### Data records
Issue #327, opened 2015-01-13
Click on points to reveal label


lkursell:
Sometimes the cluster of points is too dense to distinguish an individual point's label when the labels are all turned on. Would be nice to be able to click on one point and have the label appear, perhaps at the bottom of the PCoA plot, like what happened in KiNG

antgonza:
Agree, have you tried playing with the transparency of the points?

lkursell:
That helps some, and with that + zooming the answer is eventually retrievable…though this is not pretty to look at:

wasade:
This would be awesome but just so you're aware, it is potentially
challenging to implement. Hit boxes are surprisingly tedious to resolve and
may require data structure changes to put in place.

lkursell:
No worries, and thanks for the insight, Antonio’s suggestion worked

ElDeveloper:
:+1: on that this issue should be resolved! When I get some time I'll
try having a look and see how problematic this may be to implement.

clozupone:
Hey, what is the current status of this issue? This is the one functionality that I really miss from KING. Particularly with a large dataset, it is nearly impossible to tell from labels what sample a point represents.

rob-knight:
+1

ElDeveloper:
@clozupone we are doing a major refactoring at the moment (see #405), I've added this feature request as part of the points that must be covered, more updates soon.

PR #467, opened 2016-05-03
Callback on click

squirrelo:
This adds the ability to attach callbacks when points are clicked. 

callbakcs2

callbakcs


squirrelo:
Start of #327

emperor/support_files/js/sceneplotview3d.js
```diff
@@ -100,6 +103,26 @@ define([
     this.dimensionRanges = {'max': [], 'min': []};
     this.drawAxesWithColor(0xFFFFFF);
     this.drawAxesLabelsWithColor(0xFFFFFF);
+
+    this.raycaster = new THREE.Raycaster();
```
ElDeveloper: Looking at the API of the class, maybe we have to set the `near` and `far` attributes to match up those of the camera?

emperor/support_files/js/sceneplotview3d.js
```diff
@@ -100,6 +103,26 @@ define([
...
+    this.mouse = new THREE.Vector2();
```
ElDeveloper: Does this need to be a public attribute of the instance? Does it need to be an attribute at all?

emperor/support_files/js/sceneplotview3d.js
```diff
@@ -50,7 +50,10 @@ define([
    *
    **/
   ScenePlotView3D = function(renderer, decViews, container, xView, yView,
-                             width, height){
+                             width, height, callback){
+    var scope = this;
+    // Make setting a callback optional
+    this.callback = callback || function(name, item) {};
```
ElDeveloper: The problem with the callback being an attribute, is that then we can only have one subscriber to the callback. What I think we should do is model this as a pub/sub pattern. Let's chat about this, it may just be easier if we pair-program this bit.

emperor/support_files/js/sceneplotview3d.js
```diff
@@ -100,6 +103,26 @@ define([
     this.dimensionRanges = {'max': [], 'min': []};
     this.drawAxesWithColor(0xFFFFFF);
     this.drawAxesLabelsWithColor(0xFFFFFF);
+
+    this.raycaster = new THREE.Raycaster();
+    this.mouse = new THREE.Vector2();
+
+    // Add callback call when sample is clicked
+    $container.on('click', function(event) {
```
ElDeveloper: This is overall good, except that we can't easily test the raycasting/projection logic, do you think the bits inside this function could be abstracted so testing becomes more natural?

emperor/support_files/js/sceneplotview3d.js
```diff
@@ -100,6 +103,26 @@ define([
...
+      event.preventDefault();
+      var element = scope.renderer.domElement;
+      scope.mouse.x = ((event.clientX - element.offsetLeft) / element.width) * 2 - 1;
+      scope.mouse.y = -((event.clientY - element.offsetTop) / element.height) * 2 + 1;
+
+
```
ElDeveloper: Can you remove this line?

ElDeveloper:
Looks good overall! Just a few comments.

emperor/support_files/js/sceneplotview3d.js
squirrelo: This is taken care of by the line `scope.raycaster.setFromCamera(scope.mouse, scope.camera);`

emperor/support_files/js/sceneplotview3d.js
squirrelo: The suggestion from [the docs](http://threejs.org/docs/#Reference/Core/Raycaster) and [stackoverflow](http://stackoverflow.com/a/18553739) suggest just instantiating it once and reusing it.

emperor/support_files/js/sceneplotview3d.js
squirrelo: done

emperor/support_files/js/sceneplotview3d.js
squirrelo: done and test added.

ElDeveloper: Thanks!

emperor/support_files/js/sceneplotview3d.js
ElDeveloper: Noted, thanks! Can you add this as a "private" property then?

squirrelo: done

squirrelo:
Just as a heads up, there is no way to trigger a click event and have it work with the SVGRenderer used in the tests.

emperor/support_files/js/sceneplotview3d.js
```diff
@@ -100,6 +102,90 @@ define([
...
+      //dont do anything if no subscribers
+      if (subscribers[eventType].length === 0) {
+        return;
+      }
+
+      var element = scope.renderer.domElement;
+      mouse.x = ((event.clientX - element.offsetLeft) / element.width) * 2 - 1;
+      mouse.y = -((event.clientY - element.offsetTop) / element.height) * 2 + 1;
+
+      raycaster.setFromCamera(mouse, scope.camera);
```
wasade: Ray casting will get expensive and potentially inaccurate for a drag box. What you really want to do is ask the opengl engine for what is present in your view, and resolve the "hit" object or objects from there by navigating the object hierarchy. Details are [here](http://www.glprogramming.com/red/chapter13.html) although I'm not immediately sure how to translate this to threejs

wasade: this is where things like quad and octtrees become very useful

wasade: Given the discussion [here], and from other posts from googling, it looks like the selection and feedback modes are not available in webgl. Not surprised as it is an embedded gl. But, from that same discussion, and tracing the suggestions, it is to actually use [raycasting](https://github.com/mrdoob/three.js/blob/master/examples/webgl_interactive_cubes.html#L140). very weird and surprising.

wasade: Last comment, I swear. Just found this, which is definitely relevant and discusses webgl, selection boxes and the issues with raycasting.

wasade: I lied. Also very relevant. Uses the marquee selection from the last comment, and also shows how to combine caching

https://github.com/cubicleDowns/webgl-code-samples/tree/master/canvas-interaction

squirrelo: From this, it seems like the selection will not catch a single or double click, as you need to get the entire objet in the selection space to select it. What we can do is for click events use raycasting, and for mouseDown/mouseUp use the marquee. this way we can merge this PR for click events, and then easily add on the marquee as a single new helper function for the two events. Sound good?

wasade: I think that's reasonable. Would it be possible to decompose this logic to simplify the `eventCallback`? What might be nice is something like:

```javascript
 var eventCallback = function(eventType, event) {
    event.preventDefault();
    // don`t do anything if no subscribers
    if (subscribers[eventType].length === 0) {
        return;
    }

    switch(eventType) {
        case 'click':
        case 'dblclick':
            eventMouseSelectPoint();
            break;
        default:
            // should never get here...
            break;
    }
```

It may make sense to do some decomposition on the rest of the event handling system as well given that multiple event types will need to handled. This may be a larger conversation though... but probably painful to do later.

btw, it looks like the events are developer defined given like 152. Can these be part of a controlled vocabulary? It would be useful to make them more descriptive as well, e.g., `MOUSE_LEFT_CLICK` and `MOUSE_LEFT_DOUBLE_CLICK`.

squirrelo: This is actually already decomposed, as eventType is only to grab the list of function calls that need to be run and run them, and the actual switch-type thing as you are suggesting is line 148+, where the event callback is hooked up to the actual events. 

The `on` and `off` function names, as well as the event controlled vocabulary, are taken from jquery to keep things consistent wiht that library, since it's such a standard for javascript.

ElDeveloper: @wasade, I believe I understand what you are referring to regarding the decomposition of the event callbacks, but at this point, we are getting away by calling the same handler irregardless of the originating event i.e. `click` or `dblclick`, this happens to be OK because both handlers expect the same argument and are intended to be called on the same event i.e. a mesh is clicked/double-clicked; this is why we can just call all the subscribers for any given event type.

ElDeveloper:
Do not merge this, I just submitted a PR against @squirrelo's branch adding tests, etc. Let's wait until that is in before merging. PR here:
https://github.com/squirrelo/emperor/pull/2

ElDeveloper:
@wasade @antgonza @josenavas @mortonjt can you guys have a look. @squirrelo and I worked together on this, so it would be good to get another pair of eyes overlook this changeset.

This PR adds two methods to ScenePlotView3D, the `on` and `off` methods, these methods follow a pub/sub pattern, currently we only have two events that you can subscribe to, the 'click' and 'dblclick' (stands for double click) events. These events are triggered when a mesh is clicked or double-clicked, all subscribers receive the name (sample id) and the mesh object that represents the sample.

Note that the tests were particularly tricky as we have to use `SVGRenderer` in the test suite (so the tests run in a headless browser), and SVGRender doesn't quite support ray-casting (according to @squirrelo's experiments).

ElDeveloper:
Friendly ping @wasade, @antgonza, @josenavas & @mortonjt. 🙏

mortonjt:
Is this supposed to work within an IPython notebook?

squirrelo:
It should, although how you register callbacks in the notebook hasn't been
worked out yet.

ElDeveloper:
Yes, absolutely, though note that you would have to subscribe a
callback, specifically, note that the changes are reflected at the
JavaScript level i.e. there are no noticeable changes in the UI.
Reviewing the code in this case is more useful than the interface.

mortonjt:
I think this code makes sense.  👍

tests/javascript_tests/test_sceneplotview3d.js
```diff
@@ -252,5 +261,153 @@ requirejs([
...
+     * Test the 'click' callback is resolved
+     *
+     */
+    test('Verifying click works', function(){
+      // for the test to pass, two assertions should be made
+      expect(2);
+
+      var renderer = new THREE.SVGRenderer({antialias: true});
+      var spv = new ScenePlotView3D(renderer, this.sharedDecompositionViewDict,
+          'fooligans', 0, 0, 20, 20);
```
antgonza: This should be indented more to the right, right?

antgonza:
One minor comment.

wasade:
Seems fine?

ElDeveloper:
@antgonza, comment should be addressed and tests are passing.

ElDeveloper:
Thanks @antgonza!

### The task
Identify the lines above with the word "anything". Copy them.

### Exercise response
+      //dont do anything if no subscribers
    // don`t do anything if no subscribers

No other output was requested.